If economic conditions deteriorate or other events adversely impact the assumptions used by management in these
valuations, we may be exposed to an impairment loss that, when recognized, could have a material impact on our consolidated
financial condition and results of operations. At November 30, 2011, there were no reporting units or intangible assets that were
at reasonable risk for failing the respective impairment evaluations.
Income Taxes
We are subject to the income tax laws of the jurisdictions where we have business operations, primarily the United
States, its states and municipalities. We must make judgments and interpretations about the application of these inherently
complex tax laws when determining the provision for income taxes and must also make estimates about when in the future
certain items will affect taxable income in the various taxing jurisdictions. Disputes over interpretations of the tax laws may be
settled with the taxing authority upon examination or audit. We regularly evaluate the likelihood of assessments in each of the
taxing jurisdictions resulting from current and subsequent years' examinations, and tax reserves are established as appropriate.

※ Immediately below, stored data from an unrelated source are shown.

PR #124, opened 2017-01-13
Adding check for Cyclic configuration

HenningNT:
I'm moving the checks to the Enforce class for consistency.
I added NotIdentityTransition and NotCyclicConfig to the Enforce class.
I also replaced code like 'if (entryAction == null) throw new ArgumentNullException(nameof(entryAction)); ' with calls to Enforce.ArgumentNotNull so that the checks are done the same way.


src/Stateless/StateConfiguration.Async.cs
```diff
@@ -21,7 +21,7 @@ public partial class StateConfiguration
             /// <returns></returns>
             public StateConfiguration InternalTransitionAsync(TTrigger trigger, Func<Transition, Task> entryAction)
             {
-                if (entryAction == null) throw new ArgumentNullException(nameof(entryAction));
+                Enforce.ArgumentNotNull(entryAction, nameof(entryAction));
```
nblumhardt: Given the built-in support for the `if (arg == null) throw ...` pattern in tools like ReSharper, it might be time to retire the `Enforce` pattern used in this lib. What do you think?

src/Stateless/Enforce.cs
```diff
@@ -15,5 +14,35 @@ public static T ArgumentNotNull<T>(T argument, string description)
...
+                throw new ArgumentException(StateConfigurationResources.SelfTransitionsEitherIgnoredOrReentrant);
+            }
+        }
+
+        public static void NotCyclicConfig<TState, TTrigger>(StateMachine<TState, TTrigger>.StateRepresentation _representation, TState superState, Func<TState, StateMachine<TState, TTrigger>.StateRepresentation> _lookup)
+        {
+            var State = _representation.UnderlyingState;
+
+            // Check for accidental identical cyclic configuration
+            if (State.Equals(superState)) { throw new ArgumentException($"Configuring {State} as a substate of {superState} creates an illegal cyclic configuration!"); }
```
nblumhardt: Generally exceptions end with a full stop `.` rather than exclamation mark `!`.

src/Stateless/Enforce.cs
```diff
@@ -15,5 +14,35 @@ public static T ArgumentNotNull<T>(T argument, string description)
 
             return argument;
         }
+        public static void NotIdentityTransition<TState, TTrigger>(StateMachine<TState, TTrigger>.StateRepresentation _representation, TState destination)
```
nblumhardt: I'd rather not go down the path of moving all validation to `Enforce` - it reads nicely at the call site, but it'll lead to a jumble of unrelated things here. `StateConfiguration` still seems like the right home for these.

src/Stateless/StateConfiguration.Async.cs
HenningNT: I don't mind!
Actually when I first started using Stateless, I thought that the Enforce class was a bit unnecessary.
I'll remove the references to Enforce.

src/Stateless/Enforce.cs
HenningNT: ok

src/Stateless/Enforce.cs
HenningNT: Yes, I see, it's even recommended not to use exclamation marks.

HenningNT:
Hmmm, I don't think I should have done the last committ... Is there a way to undo it?

nblumhardt:
Hi Henning,

What you'll need to do depends on your local working copy's state. If you haven't made any subsequent commits:

```
git reset --hard HEAD~1
git push origin dev --force
```

_should_ do the trick. Some fiddling may be necessary :-)

Make sure your local copy looks exactly as you want it before the force-push :-)

HenningNT:
Ok, thanks, I'll give that a go!

PR #125, opened 2017-01-19
Adding check for cyclic configuration

HenningNT:
Not sure what happened to the previous PR, it got canceled automatically when I did the repository undo...
Anyway, here's a new fresh PR, which changes one thing only.
I added two tests to verify the the check throws ArgumentException, the reviewer might want to double check the test to verify that the created state machine is actually a cyclic configuration :-D

### DIFF
--- a/src/Stateless/StateConfiguration.cs
+++ b/src/Stateless/StateConfiguration.cs
@@ -511,23 +511,27 @@ namespace Stateless
                 var State = _representation.UnderlyingState;
 
                 // Check for accidental identical cyclic configuration 
-                if (State.Equals(superstate)) { throw new ArgumentException($"Configuring {State} as a substate of {superstate} creates an illegal cyclic configuration."); }
+                if (State.Equals(superstate))
+                {
+                    throw new ArgumentException($"Configuring {State} as a substate of {superstate} creates an illegal cyclic configuration.");
+                }
 
                 // Check for accidental identical nested cyclic configuration 
-                List<TState> superstates = new List<TState>();
-                superstates.Add(State);
+                var superstates = new HashSet<TState> { State };
 
-                // Build list of super states 
+                // Build list of super states and check for 
                 var activeRepresentation = _lookup(superstate);
                 while (activeRepresentation.Superstate != null)
                 {
+                    // Check if superstate is already added to hashset
+                    if (superstates.Contains(activeRepresentation.Superstate.UnderlyingState))
+                        throw new ArgumentException($"Configuring {State} as a substate of {superstate} creates an illegal nested cyclic configuration.");
+
                     superstates.Add(activeRepresentation.Superstate.UnderlyingState);
                     activeRepresentation = _lookup(activeRepresentation.Superstate.UnderlyingState);
                 }
 
-                if (superstates.GroupBy(n => n).Any(c => c.Count() > 1))
-                { throw new ArgumentException($"Configuring {State} as a substate of {superstate} creates an illegal nested cyclic configuration."); }
-
+                // The check was OK, we can add this 
                 var superRepresentation = _lookup(superstate);
                 _representation.Superstate = superRepresentation;
                 superRepresentation.AddSubstate(_representation);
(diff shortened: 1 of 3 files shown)


src/Stateless/StateConfiguration.cs
```diff
@@ -508,6 +508,26 @@ public StateConfiguration OnExit(Action<Transition> exitAction, string exitActio
             /// <returns>The receiver.</returns>
             public StateConfiguration SubstateOf(TState superstate)
             {
+                var State = _representation.UnderlyingState;
+
+                // Check for accidental identical cyclic configuration 
+                if (State.Equals(superstate)) { throw new ArgumentException($"Configuring {State} as a substate of {superstate} creates an illegal cyclic configuration."); }
```
nblumhardt: Nit: apart from argument null checks, `if` statements in the repo are mostly over multiple lines. Braces optional, but if they're present they should be on a line each.

src/Stateless/StateConfiguration.cs
```diff
@@ -508,6 +508,26 @@ public StateConfiguration OnExit(Action<Transition> exitAction, string exitActio
...
+
+                // Check for accidental identical nested cyclic configuration 
+                List<TState> superstates = new List<TState>();
```
nblumhardt: Nit: `var superstates = new List<TState>{ State };`

nblumhardt: Thinking through it a little further, could be:

```csharp
var superstates = new HashSet<TState>{ State };
```

The check for membership could then be moved inside the `while` loop as below.

src/Stateless/StateConfiguration.cs
```diff
@@ -508,6 +508,26 @@ public StateConfiguration OnExit(Action<Transition> exitAction, string exitActio
...
+                superstates.Add(State);
+
+                // Build list of super states 
+                var activeRepresentation = _lookup(superstate);
+                while (activeRepresentation.Superstate != null)
+                {
+                    superstates.Add(activeRepresentation.Superstate.UnderlyingState);
```
nblumhardt: Using `HashSet` and moving the check here we can get away from the `GroupBy` below.

```csharp
if (superstates.Contains(activeRepresentation.Superstate.UnderlyingState))
    throw new ArgumentException($"Configuring {State} as a substate of {superstate} creates an illegal nested cyclic configuration.");
```

test/Stateless.Tests/StateMachineFixture.cs
```diff
@@ -359,5 +359,20 @@ public void TheOnTransitionEventFiresBeforeTheOnEntryEvent()
                 Assert.AreEqual(expectedOrdering[i], actualOrdering[i]);
             }
         }
+        [Test]
+        public void CyclicConfigurationDetected()
```
nblumhardt: `DirectCyclicConfigurationDetected()`?

test/Stateless.Tests/StateMachineFixture.cs
```diff
@@ -359,5 +359,20 @@ public void TheOnTransitionEventFiresBeforeTheOnEntryEvent()
...
+        {
+            var sm = new StateMachine<State, Trigger>(State.A);
+
+            Assert.Throws(typeof(ArgumentException),  delegate { sm.Configure(State.A).SubstateOf(State.A); });
```
nblumhardt: Is the old-style `delegate` needed?

```csharp
Assert.Throws(typeof(ArgumentException),  () => { sm.Configure(State.A).SubstateOf(State.A); });
```

test/Stateless.Tests/StateMachineFixture.cs
```diff
@@ -359,5 +359,20 @@ public void TheOnTransitionEventFiresBeforeTheOnEntryEvent()
...
+        }
+        [Test]
```
nblumhardt: Nit: missing newline.

HenningNT:
Thanks for the feedback!
I've fixed the nitpicks, and added a necessary test (which failed initially).
Also switched to Hashset instead of list, it reduced the line count

nblumhardt:
Nice! :-)

HenningNT:
Thanks!

Sendt fra Windows 10-telefonen min

Fra: Nicholas Blumhardt
Sendt: søndag 22. januar 2017 kl. 23.46
Til: dotnet-state-machine/stateless
Kopi: HenningNT; Author
Emne: Re: [dotnet-state-machine/stateless] Adding check for cyclicconfiguration (#125)

Nice! :-)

Changes in the estimate of income taxes can occur due to tax rate changes, interpretations of tax laws, the status and
resolution of examinations by the taxing authorities, and newly enacted laws and regulations that impact the relative merits of
tax positions taken. When such changes occur, the effect on our consolidated financial condition and results of operations can
be significant. See Note 17: Income Taxes to our consolidated financial statements for additional information about income
taxes.
Purchased Credit-Impaired Loans
The estimate of expected future cash flows on purchased credit-impaired ("PCI") loans determines the amount of yield
we can recognize in future periods and impacts whether a loan loss reserve must be established for these loans. We re-evaluate
the amount and timing of expected cash flows quarterly using updated loan portfolio characteristics as well as assumptions
regarding expected borrower default and prepayment behavior. Because estimates of expected future cash flows on PCI loans
involve assumptions and significant judgment, it is reasonably possible that others could derive different estimates than ours for
the same periods. In addition, changes in estimates from one period to the next can have a significant impact on our
consolidated financial condition and results of operations. A decrease in expected cash flows involving an increase in estimated
credit losses would result in an immediate charge to earnings for the recognition of a loan loss provision. Increases or decreases
in expected cash flows related solely to changes in estimated prepayments or to changes in variable interest rate indices would
result in prospective yield adjustments over the remaining life of the loans. An increase in expected cash flows due to a
reduction in expected credit losses would result first in the reversal of any previously established loan loss reserve on PCI loans
through an immediate credit to earnings and then, if needed, a prospective adjustment to yield over the remaining life of the
loans.
If management used a different estimate of expected borrower defaults, our consolidated statement of financial condition
and results of operations could have differed. For example, a 10% increase in the expected borrower default rate of each PCI
loan pool as of November 30, 2011 could have resulted in an impairment of up to $55 million. This impairment would have
been reflected as an increase in provision for loan losses and a decrease in the carrying value of the PCI loans. The accounting
and estimates used in our calculations are discussed further in Note 6: Loan Receivables to our consolidated financial
statements.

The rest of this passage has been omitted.